I've just finished Larbalestier's latest, Liar, which is due out from Bloomsbury in October, and all I could say when I put the book down was, "wow." Really.
It's hard to review this book without giving too much away, and while I generally don't care much about spoilers, because I value rereading, I do think it would be unfair to give much away about this novel since it's not even out yet. And since figuring out what's going on in the novel is central to its many pleasures.
So here's what I can say. Micah Wilkins is a liar. And yet she is also the narrator of this novel, and I think in the end she's a pretty reliable one. Except when she isn't--but she always tells us when she isn't. So then again in the end she is. And she lies because she has a secret, a secret that's not hers alone, a secret that she can't reveal. Though eventually she does. Maybe.

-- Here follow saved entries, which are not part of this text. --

PR #49, opened 2023-08-14
Onboarding Project: Meezaan

MeezaanD:


app.ts
```diff
@@ -0,0 +1,295 @@
...
+let totalPages: number;
+let currentValueOfFirstRecord: number = 1;
+let currentFirstRecordIndex: number = 1;
+let currentPage: number = 1;
+let recordsPerPage: number;
+let resizeTimeout: number | undefined;
+let searchResultDisplay = false;
+let isSearchMode = false;
+let searchResultIndexes: number[] = [];
+let specialResizeOccurred = false;
```
DevinFledermaus: Try sticking to two global variables. And if you set a variable no need to give the type aswell

app.ts
```diff
@@ -0,0 +1,295 @@
+window.onload = async function () {
+  $("#loader").hide();
+  await fetchTotalRecordCount();
+  updateRecordsPerPage();
+  fetchAndDisplayColumns();
+  handleSpecialResize();
+};
+// Global variables
+const IMQS: string = "http://localhost:2050";
```
DevinFledermaus: camelCase please

app.ts
```diff
@@ -0,0 +1,295 @@
...
+  resizeTimeout = setTimeout(async () => {
+    await updateRecordsPerPage();
+  }, 300);
+});
+
+// Functionality
+async function fetchTotalRecordCount(): Promise<void> {
+  try {
+    let recordCount: number = await (await fetch(`${IMQS}/recordCount`)).json();
+    totalRecordCount = recordCount;
```
```suggestion
    let recordCount: number = await fetch(`${IMQS}/recordCount`);
    totalRecordCount = JSON.parse(recordCount);
```

app.ts
```diff
@@ -0,0 +1,310 @@
+// Global variables
+const IMQS = "http://localhost:2050";
+let totalRecordCount: number;
+let totalPages: number;
+let currentValueOfFirstRecord = 1;
+let currentFirstRecordIndex = 1;
+let currentPage: number;
+let recordsPerPage: number;
+let searchedIndex: number | null = null;
+let resizeTimeout: number;
```
DevinFledermaus: Way too many global variables, try for max two

app.ts
```diff
@@ -0,0 +1,310 @@
...
+
+
+async function totalRecords(): Promise<void> {
+	try {
+		let recordCountResponse = await fetch(`${IMQS}/recordCount`);
+		let recordCountText = await recordCountResponse.text();
```
DevinFledermaus: You don't need to await here

app.ts
```diff
@@ -0,0 +1,310 @@
...
+		let recordCount = parseInt(recordCountText);
+		totalRecordCount = recordCount;
+	} catch (error) {
+		throw (error)
+	};
+};
+async function displayColumns() {
+	try {
+		let columnsResponse = await fetch(`${IMQS}/columns`);
+		let columns = await columnsResponse.json();
```
DevinFledermaus: Don't need to await here

app.ts
```diff
@@ -0,0 +1,310 @@
...
+		let tableHeaderRow = $("#tableHeaderRow");
+		columns.forEach((columnName: string) => {
```
DevinFledermaus: Could you use a `for..of` loop instead

app.ts
```diff
@@ -0,0 +1,310 @@
...
+	try {
+		fromRecord = Math.max(fromRecord, 0);
+		const maximumRecords = Math.min(
+			totalRecordCount - fromRecord,
+			recordsDisplayed
+		);
+		let response = await fetch(
+			`${IMQS}/records?from=${fromRecord}&to=${fromRecord + maximumRecords - 1
+			}`
+		);
```
DevinFledermaus: You making this call multiple times, try having it a function of it's own, similar to totalRecords, and that way displayData wont need to be wont need to be an async function

app.ts
```diff
@@ -0,0 +1,310 @@
...
+		let dataText = await response.text();
```
DevinFledermaus: await not needed

app.ts
```diff
@@ -0,0 +1,310 @@
...
+		let data = JSON.parse(dataText);
+		let tableData = "";
+		if (currentFirstRecordIndex <= 1) {
+			$("#prevPageButton").hide();
+		} else {
+			$("#prevPageButton").show();
+		};
```
DevinFledermaus: no `;` after`if`statements

app.ts
```diff
@@ -0,0 +1,310 @@
...
+		if (searchResultDisplay) {
+			const searchIndex = searchResultIndexes[0];
+			const searchPage = Math.ceil((searchIndex + 1) / recordsPerPage);
+			const newFromRecord = (searchPage - 1) * recordsPerPage;
+			const newToRecord = newFromRecord + recordsPerPage - 1;
+			const actualFromRecord = Math.min(newFromRecord + 1, totalRecordCount);
+			const actualToRecord = Math.min(newToRecord + 1, totalRecordCount);
+			fromRecord = newFromRecord;
+			recordsDisplayed = recordsPerPage;
+			searchResultIndexes.forEach((searchIndex: any) => {
```
DevinFledermaus: `for..of` please

app.ts
```diff
@@ -0,0 +1,310 @@
...
+			}
+			currentValueOfFirstRecord = parseInt(data[0][0]);
+			currentFirstRecordIndex = fromRecord;
+		} else {
+			fromRecord = Math.max(
+				fromRecord + searchIndexOnPage - (recordsDisplayed - 1), 0
+			);
+			isSearchMode = false;
+		};
+		data.forEach((record: any[]) => {
```
DevinFledermaus: same as above

app.ts
```diff
@@ -0,0 +1,310 @@
...
+			tableData += "<tr>";
+			record.forEach((value: string) => {
```
DevinFledermaus: same as above

app.ts
```diff
@@ -0,0 +1,310 @@
...
+				tableData += `<td>${value}</td>`;
+			});
+			tableData += "</tr>";
+		});
+		$("#tableBody").html(tableData);
+	} catch (error) {
+		throw (error)
+	};
+};
```
DevinFledermaus: No need for `;`

app.ts
```diff
@@ -0,0 +1,310 @@
...
+	const estimatedRowHeight = estimatedRowHeightFactor * 50;
+	recordsPerPage = Math.floor(screenHeight / estimatedRowHeight) - 1;
+	recordsPerPage = Math.max(recordsPerPage - 2, 1);
+	$("#loader").show();
+	$("#tableWrapper").hide();
+	if (searchedIndex !== null) {
+		const searchPage = Math.ceil((searchedIndex + 1) / recordsPerPage);
+		const searchPageIndex = searchedIndex % recordsPerPage;
+		searchedIndex = (searchPage - 1) * recordsPerPage + searchPageIndex;
+		await displayData(
```
DevinFledermaus: no await needed

app.ts
```diff
@@ -0,0 +1,310 @@
...
+		} else {
+			$("#prevPageButton").show();
+		};
+		const lastRecordOnPage = currentFirstRecordIndex + recordsPerPage - 1;
+		if ((lastRecordOnPage === totalRecordCount - 1 || searchedIndex !== null) && lastRecordOnPage === totalRecordCount - 1) {
+			$("#nextPageButton").hide();
+		} else {
+			$("#nextPageButton").show();
+		};
+		let isSearchMode = false;
```
DevinFledermaus: already declared as false in the start of the function, and no changes were made to it

app.ts
```diff
@@ -0,0 +1,310 @@
...
+
+
+async function totalRecords(): Promise<void> {
+	try {
+		let recordCountResponse = await fetch(`${IMQS}/recordCount`);
+		let recordCountText = await recordCountResponse.text();
+		let recordCount = parseInt(recordCountText);
+		totalRecordCount = recordCount;
+	} catch (error) {
+		throw (error)
```
DevinFledermaus: `;` please

app.ts
```diff
@@ -0,0 +1,310 @@
...
+		const maximumRecords = Math.min(
+			totalRecordCount - fromRecord,
+			recordsDisplayed
+		);
+		let response = await fetch(
+			`${IMQS}/records?from=${fromRecord}&to=${fromRecord + maximumRecords - 1
+			}`
+		);
+		let dataText = await response.text();
+		let data = JSON.parse(dataText);
```
```suggestion
		let data = JSON.parse(response.text());
```

app.ts
```diff
@@ -0,0 +1,310 @@
...
+let recordsPerPage: number;
+let searchedIndex: number | null = null;
+let resizeTimeout: number;
+
+
+async function totalRecords(): Promise<void> {
+	try {
+		let recordCountResponse = await fetch(`${IMQS}/recordCount`);
+		let recordCountText = await recordCountResponse.text();
+		let recordCount = parseInt(recordCountText);
```
```suggestion
		let recordCount = parseInt(ecordCountResponse.text());
```

app.ts
```diff
@@ -0,0 +1,310 @@
...
+		if ((lastRecordOnPage === totalRecordCount - 1 || searchedIndex !== null) && lastRecordOnPage === totalRecordCount - 1) {
+			$("#nextPageButton").hide();
+		} else {
+			$("#nextPageButton").show();
+		};
+		let isSearchMode = false;
+		let searchResultIndexes: number[] = [];
+		let searchResultDisplay = false;
+		const searchIndexOnPage = searchResultIndexes[0] - fromRecord;
+		if (searchResultDisplay) {
```
DevinFledermaus: When will this ever be true?

app.ts
```diff
@@ -0,0 +1,310 @@
...
+			fromRecord = newFromRecord;
+			recordsDisplayed = recordsPerPage;
+			searchResultIndexes.forEach((searchIndex: any) => {
+				const rowIndex = searchIndex % recordsPerPage;
+				const rowElement = $("#tableBody tr").eq(rowIndex);
+				rowElement.css("background-color", "var(--results-color)");
+			});
+			searchResultDisplay = false;
+		}
+		else if (!isSearchMode) {
```
DevinFledermaus: Will always go in here as you declare it as false right before the if statement. `else` should be on the same line as the `}`

app.ts
```diff
@@ -0,0 +1,310 @@
...
+				tableData += `<td>${value}</td>`;
+			});
+			tableData += "</tr>";
+		});
+		$("#tableBody").html(tableData);
+	} catch (error) {
+		throw (error)
+	};
+};
+async function updatePages(isNavigation = false) {
```
DevinFledermaus: Wont be an async when displayData is changed

app.ts
```diff
@@ -0,0 +1,310 @@
...
+		const lastRecordIndex = totalRecordCount - 1;
+		const searchIndex = Math.min(searchValue, lastRecordIndex);
+		const searchPage = Math.ceil((searchIndex + 1) / recordsPerPage);
+		const fromRecord = (searchPage - 1) * recordsPerPage;
+		const toRecord = Math.min(fromRecord + recordsPerPage - 1, lastRecordIndex);
+		const response = await fetch(
+			`${IMQS}/records?from=${fromRecord}&to=${toRecord}`
+		);
+		const recordsText = await response.text();
+		const records = JSON.parse(recordsText);
```
```suggestion
		const records = JSON.parse(response.text());
```

app.ts
```diff
@@ -0,0 +1,310 @@
...
+			}
+			recordIndex++;
+		}
+		if (foundIndex !== -1) {
+			searchedIndex = foundIndex;
+			const searchPage = Math.ceil((searchedIndex + 1) / recordsPerPage);
+			const searchPageIndex = searchedIndex % recordsPerPage;
+			currentPage = searchPage;
+			currentFirstRecordIndex = (searchPage - 1) * recordsPerPage;
+			await displayData(currentFirstRecordIndex, recordsPerPage);
```
```suggestion
			displayData(currentFirstRecordIndex, recordsPerPage);
```

app.ts
```diff
@@ -0,0 +1,310 @@
...
+		currentFirstRecordIndex = (lastPage - 1) * recordsPerPage;
+	}
+	if (searchedIndex !== null) {
+		const searchPage = Math.ceil((searchedIndex + 1) / recordsPerPage);
+		const searchPageIndex = searchedIndex % recordsPerPage;
+		searchedIndex = (searchPage - 1) * recordsPerPage + searchPageIndex;
+		await searchMethod(currentValueOfFirstRecord);
+	}
+	let fromRecord = currentFirstRecordIndex;
+	await displayData(fromRecord, recordsPerPage);
```
```suggestion
	displayData(fromRecord, recordsPerPage);
```

app.ts
```diff
@@ -0,0 +1,310 @@
...
+async function totalRecords(): Promise<void> {
+	try {
+		let recordCountResponse = await fetch(`${IMQS}/recordCount`);
+		let recordCountText = await recordCountResponse.text();
+		let recordCount = parseInt(recordCountText);
+		totalRecordCount = recordCount;
+	} catch (error) {
+		throw (error)
+	};
+};
```
DevinFledermaus: No `;` after the declaration of functions

DevinFledermaus (changes requested):
Could you also add a space between the functions

app.ts
```diff
@@ -0,0 +1,323 @@
...
+// Fetch the total number of records from the server.
+function totalRecords(): Promise<number> {
+	return fetch(`${state.IMQS}/recordCount`)
+		.then((recordCountResponse) => recordCountResponse.text())
+		.then((recordCountText) => {
+			const recordCount = JSON.parse(recordCountText);
+			return recordCount;
+		}).catch((error) => {
+			throw error;
+		})
```
anzelIMQS:
```suggestion
		});
```
Missing semi-colon

app.ts
```diff
@@ -0,0 +1,323 @@
...
+function fetchRecords(fromRecord: number, toRecord: number): Promise<any> {
+	if (fromRecord > toRecord) {
+		fromRecord = toRecord
+	}
+	return fetch(`${state.IMQS}/records?from=${fromRecord}&to=${toRecord}`)
+		.then((response) => response.text())
+		.then((dataText) => JSON.parse(dataText))
+		.catch((error) => {
+			throw error;
+		})
```
anzelIMQS:
```suggestion
		});
```
Missing semi-colon

app.ts
```diff
@@ -0,0 +1,323 @@
...
+}
+
+// Fetch a range of records from the server based on specified indices.
+function fetchRecords(fromRecord: number, toRecord: number): Promise<any> {
+	if (fromRecord > toRecord) {
+		fromRecord = toRecord
+	}
+	return fetch(`${state.IMQS}/records?from=${fromRecord}&to=${toRecord}`)
+		.then((response) => response.text())
+		.then((dataText) => JSON.parse(dataText))
```
anzelIMQS: You could just say 
```suggestion
		.then((response) => response.json())
```
Instead of first to text and then JSON.parse.
This is applicable to your other fetches as well.
If it is not valid json, the catch will throw your error at least.

app.ts
```diff
@@ -0,0 +1,323 @@
...
+		.then((recordCountText) => {
+			const recordCount = JSON.parse(recordCountText);
+			return recordCount;
+		}).catch((error) => {
+			throw error;
+		})
+}
+
+// Fetch column names and creates them as table headings
+function fetchColumns() {
```
anzelIMQS: Add a return type. You are returning a promise of something or void?

app.ts
```diff
@@ -0,0 +1,323 @@
...
+				const th = document.createElement("th");
+				th.textContent = columnName;
+				tableHeaderRow.append(th);
+			}
+			const recordCount = await totalRecords();
+			totalPages = Math.ceil(recordCount / state.recordsPerPage);
+			updateScreen();
+		}).catch((error) => {
+			throw error;
+		})
```
anzelIMQS:
```suggestion
		});
```
Missing semi-colon

app.ts
```diff
@@ -0,0 +1,323 @@
...
+	return Math.max(recordsPerPage - 2, 1);
+}
+
+// Handles the input for the search
+function inputHandling(): Promise<void> {
+	return totalRecords()
+		.then((totalRecCount) => {
+			const searchInput = document.getElementById("searchInput") as HTMLInputElement;
+			searchInput.max = (totalRecCount - 1).toString();
+		})
```
anzelIMQS:
```suggestion
		});
```
Missing semi-colon

style.css
anzelIMQS, line 1: Some spaces in between your style objects would be nice and more readable.

app.ts
```diff
@@ -0,0 +1,323 @@
...
+					$("#nextPageButton").show();
+					$("#prevPageButton").show();
+					$("#nextPageButton").removeClass("hidden");
+					$("#loader").hide();
+					$("#tableWrapper").show();
+					if (state.currentFirstRecordIndex >= totalRecCount) {
+						$("#nextPageButton").hide();
+					}
+				}, 150);
+			}).catch((error) => {
```
anzelIMQS:
```suggestion
			})
			.catch((error) => {
```

app.ts
```diff
@@ -0,0 +1,323 @@
...
+			$("#tableWrapper").show();
+			$("#prevPageButton").show();
+			if (searchPage === totalPages) {
+				$("#nextPageButton").hide();
+			} else {
+				$("#nextPageButton").show();
+			}
+		}).catch((error) => {
+			throw error;
+		})
```
anzelIMQS:
```suggestion
		});
```
Missing semi-colon

app.ts
```diff
@@ -0,0 +1,323 @@
...
+				throw (error);
+			});
+	}, 150))
+
+	$("#searchInput").on("keydown", function (e) {
+		if (e.key === "e" || e.key === "E" || e.key === "."
+			|| e.key === "+" || e.key === "-") {
+			e.preventDefault();
+		}
+	})
```
anzelIMQS:
```suggestion
	});
```
Missing semi-colon

app.ts
```diff
@@ -0,0 +1,323 @@
...
+			})
+			.then(() => {
+				$("#loader").hide();
+				$("#tableWrapper").show();
+			}).catch((error) => {
+				throw (error);
+			});
+	}, 150))
+
+	$("#searchInput").on("keydown", function (e) {
```
anzelIMQS:
```suggestion
	$("#searchInput").on("keydown", (e) => {
```
We prefer TypeScript arrow functions.

app.ts
```diff
@@ -0,0 +1,323 @@
...
+		}
+		tableData += "</tr>";
+	}
+	$("#tableBody").html(tableData);
+	$("#loader").hide();
+	$("#tableWrapper").show();
+}
+
+// Search for records by a given value and display them on the page.
+async function searchMethod(searchValue: any) {
```
anzelIMQS:
```suggestion
async searchMethod(searchValue: number): Promise<fill in your return type> {
```
Give return types and parameter type.

app.ts
```diff
@@ -0,0 +1,323 @@
...
+	searchValue = Math.min(searchValue, (await totalRecords()) - 1);
+	let targetPage = Math.ceil((searchValue + 1) / state.recordsPerPage);
+	targetPage = Math.min(targetPage, totalPages);
+	const lastRecordIndex = (await totalRecords()) - 1;
```
anzelIMQS: You really shouldn't have to call `totalRecords` multiple times in the same function. Call it once and store the value that the promise returns. Handle it.

app.ts
```diff
@@ -0,0 +1,323 @@
...
+		.then(() => {
+			$("#loader").hide();
+			$("#tableWrapper").show();
+			$("#prevPageButton").show();
+			if (searchPage === totalPages) {
+				$("#nextPageButton").hide();
+			} else {
+				$("#nextPageButton").show();
+			}
+		}).catch((error) => {
```
anzelIMQS:
```suggestion
		})
		.catch((error) => {
```
Put catches on the next line like the suggestion. The same like you did with the thens

app.ts
```diff
@@ -0,0 +1,323 @@
...
+	}, 150))
+
+	$("#searchInput").on("keydown", function (e) {
+		if (e.key === "e" || e.key === "E" || e.key === "."
+			|| e.key === "+" || e.key === "-") {
+			e.preventDefault();
+		}
+	})
+
+	$("#searchForm").submit(async function (e) {
```
anzelIMQS:
```suggestion
	$("#searchForm").submit(async (e) => {
```

app.ts
```diff
@@ -0,0 +1,323 @@
...
+		$("#tableWrapper").hide();
+		$("#loader").show();
+		state.searchedIndex = null;
+		await searchMethod(searchValue);
+		if (state.searchedIndex !== null) {
+			currentPage = Math.ceil((state.searchedIndex + 1) / state.recordsPerPage);
+			state.currentFirstRecordIndex = Math.max(state.searchedIndex - state.recordsPerPage + 1, 0);
+		};
+		$("#loader").hide();
+		$("#tableWrapper").show();
```
anzelIMQS:
```suggestion
		searchMethod(searchValue)
		.then(() => {
				if (state.searchedIndex !== null) {
			currentPage = Math.ceil((state.searchedIndex + 1) / state.recordsPerPage);
			state.currentFirstRecordIndex = Math.max(state.searchedIndex - state.recordsPerPage + 1, 0);
		}
		$("#loader").hide();
		$("#tableWrapper").show();
		});
```
Handle your promise rather. It feels cleaner than `await`. Excuse the indentation in the suggestion.

anzelIMQS (changes requested):
Partial review

app.ts
FritzOnFire: Please ignore, as for global constant values we are supposed to always use all caps.

app.ts
FritzOnFire: @DevinFledermaus you can't parse a promise.

app.ts
FritzOnFire: @DevinFledermaus you can't parse a promise.

app.ts
```diff
@@ -0,0 +1,326 @@
...
+let currentPage: number;
+
+const state = {
+	IMQS: "http://localhost:2050",
+	currentValueOfFirstRecord: 1,
+	currentFirstRecordIndex: 1,
+	recordsPerPage: 16,
+	searchedIndex: null as number | null,
+	isButtonDisabled: false
+}
```
FritzOnFire: Global variables are bad, please remove them.

I noticed that previous comments on the PR indicated a number of global variables to aim for. Please ignore that, as it was meant to be a worst case scenario in case the creator of the PR could not figure out how to do it.

I would recommend moving them to a class along with the methods that are depended on them.

app.ts
```diff
@@ -0,0 +1,326 @@
...
+
+// Fetch the total number of records from the server.
```
FritzOnFire: Please change this comment to match the javadoc style. This is unfortunately not currently in our style guide.

app.ts
```diff
@@ -0,0 +1,326 @@
...
+function totalRecords(): Promise<number> {
+	return fetch(`${state.IMQS}/recordCount`)
+		.then((recordCountResponse) => recordCountResponse.json())
```
FritzOnFire: Please remove the `()` around `recordCountResponse` or specify a type.

Also, you need to check if the response was good, as `.catch` is not going to catch that for you.

app.ts
```diff
@@ -0,0 +1,326 @@
...
+		.catch((error) => {
+			throw error;
+		});
+}
+
+// Fetch column names and creates them as table headings
```
FritzOnFire: Similar javadoc style comment.

app.ts
```diff
@@ -0,0 +1,326 @@
...
+function fetchColumns(): Promise<void> {
+	return fetch(`${state.IMQS}/columns`)
+		.then((columnsResponse) => columnsResponse.json())
```
FritzOnFire: Either remove the `()` around `columnsResponse` or specify a type.

Also, you need to check the response was good, as `.catch` is not going to catch that for you.

app.ts
```diff
@@ -0,0 +1,326 @@
...
+		.then(async (columns) => {
```
FritzOnFire: Please specify the type for `columns`

app.ts
```diff
@@ -0,0 +1,326 @@
...
+			const tableHeaderRow = $("#tableHeaderRow");
+			for (const columnName of columns) {
+				const th = document.createElement("th");
+				th.textContent = columnName;
+				tableHeaderRow.append(th);
+			}
+			const recordCount = await totalRecords();
+			totalPages = Math.ceil(recordCount / state.recordsPerPage);
```
FritzOnFire: Your `fetchColumns` function should definitely not be doing anything with the total amount of records, or anything that does not have to do with the columns of the table.

app.ts
```diff
@@ -0,0 +1,326 @@
...
+			updateScreen();
+		})
+		.catch((error) => {
```
FritzOnFire: Either remove the `()` around `error` or specify a type.

app.ts
```diff
@@ -0,0 +1,326 @@
...
+			throw error;
+		});
+}
+
+// Fetch a range of records from the server based on specified indices.
```
FritzOnFire: Similar comment about javadoc style.

app.ts
```diff
@@ -0,0 +1,326 @@
...
+function fetchRecords(fromRecord: number, toRecord: number): Promise<any> {
+	if (fromRecord > toRecord) {
+		fromRecord = toRecord
+	}
```
FritzOnFire: I would prefer if you rather threw an error here, as this function is clearly not being called correctly.

app.ts
```diff
@@ -0,0 +1,326 @@
...
+	return fetch(`${state.IMQS}/records?from=${fromRecord}&to=${toRecord}`)
+		.then((response) => response.json())
```
FritzOnFire: Either remove the `()` around `response` or specify a type.

Also, you need to check if the response was good, as `.catch` is not going to catch that.

app.ts
```diff
@@ -0,0 +1,326 @@
...
+		.catch((error) => {
+			throw error;
+		});
+}
+
+// Calculate the number of records that can fit on the screen.
```
FritzOnFire: Similar comment about javadoc style.

app.ts
```diff
@@ -0,0 +1,326 @@
...
+function screenCalculations(screenHeight: number): number {
+	const estimatedRowHeightFactor = 1;
+	const estimatedRowHeight = estimatedRowHeightFactor * 50;
+	const recordsPerPage = Math.floor(screenHeight / estimatedRowHeight) - 1;
+	return Math.max(recordsPerPage - 2, 1);
```
FritzOnFire: So, all in all, you subtract 3 from recordsPerPage... that seems quite aggressive. If you are trying to make space for navigation, then I would recommend creating a new variable by subtracting the pixels from `screenHeight` as the function starts. Also put in a comment explaining where the number of pixels are comming from.

app.ts
```diff
@@ -0,0 +1,326 @@
...
+	}
+	return fetch(`${state.IMQS}/records?from=${fromRecord}&to=${toRecord}`)
+		.then((response) => response.json())
+		.catch((error) => {
+			throw error;
+		});
+}
+
+// Calculate the number of records that can fit on the screen.
+function screenCalculations(screenHeight: number): number {
```
FritzOnFire: This function name is to vague. Please rename it to something that at least mentions records.

app.ts
```diff
@@ -0,0 +1,326 @@
...
+	const estimatedRowHeightFactor = 1;
+	const estimatedRowHeight = estimatedRowHeightFactor * 50;
+	const recordsPerPage = Math.floor(screenHeight / estimatedRowHeight) - 1;
+	return Math.max(recordsPerPage - 2, 1);
+}
+
+// Handles the input for the search
```
FritzOnFire: Similar comment about javadoc style.

app.ts
```diff
@@ -0,0 +1,326 @@
...
+function inputHandling(): Promise<void> {
+	return totalRecords()
+		.then((totalRecCount) => {
```
FritzOnFire: Either remove the `()` around `totalRecCount` or specify a type.

app.ts
```diff
@@ -0,0 +1,326 @@
...
+			const searchInput = document.getElementById("searchInput") as HTMLInputElement;
```
FritzOnFire: Please use `<>` for type casting. https://github.com/IMQS/www-lib/tree/master/_codestyle#type-casting

app.ts
```diff
@@ -0,0 +1,326 @@
...
+			searchInput.max = (totalRecCount - 1).toString();
```
FritzOnFire: Nice

app.ts
```diff
@@ -0,0 +1,326 @@
...
+	let timeoutId: any;
+	return function (...args: any) {
+		clearTimeout(timeoutId);
+		timeoutId = setTimeout(() => {
+			func(...args);
+		}, delay);
+	};
+}
+
+// Display records on the page based on the specified range.
```
FritzOnFire: Similar comment about javadoc style.

app.ts
```diff
@@ -0,0 +1,326 @@
...
+function screenCalculations(screenHeight: number): number {
+	const estimatedRowHeightFactor = 1;
+	const estimatedRowHeight = estimatedRowHeightFactor * 50;
+	const recordsPerPage = Math.floor(screenHeight / estimatedRowHeight) - 1;
+	return Math.max(recordsPerPage - 2, 1);
+}
+
+// Handles the input for the search
+function inputHandling(): Promise<void> {
+	return totalRecords()
```
FritzOnFire: For this project, you only have to fetch the record count once. But I can't force you to do that, so it is maybe more like a suggestion.

app.ts
```diff
@@ -0,0 +1,326 @@
...
+		}, delay);
+	};
+}
+
+// Display records on the page based on the specified range.
+async function displayData(fromRecord: number, recordsDisplayed: number) {
+	$("#loader").show();
+	$("#tableWrapper").hide();
+	let isSearchMode = state.searchedIndex !== null;
+	const searchIndexOnPage = isSearchMode ? state.searchedIndex! - fromRecord : 0;
```
FritzOnFire: While there is nothing wrong with making use of `!`, I don't think this is the right place for it.

Please rather make use of an `if` statement to get the compiler to stop complaining.

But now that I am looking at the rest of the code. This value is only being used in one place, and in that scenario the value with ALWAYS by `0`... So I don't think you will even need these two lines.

But she's got a big problem. Her boyfriend is missing--actually, dead--and the police seem to think that maybe she has something to do with it. She tells them what she can, and she tells us what she can't tell them. And that's where the novel really takes off, for me. Because how does someone who's been lying all her life keep the lies straight from the truth? How could we tell? What does it mean, anyway, to tell the truth if the truth is unbelievable--if, in other hands, it might seem more like a lie? Or if it's--yes, I think this is where we have to go--a fiction?
While I might be making this sound like some kind of postmodern metafiction (and while at some level I think it is), Liar is also a compulsively readable mystery. The fact that the detective may know more than she's telling us keeps us guessing throughout. Set in a recognizably contemporary New York City, in an "alternative" private high school where the teachers go by their first names and the students still don't fully trust them, Liar is about family bonds and family stories, about love and desire and need. I couldn't put it down. Trust me.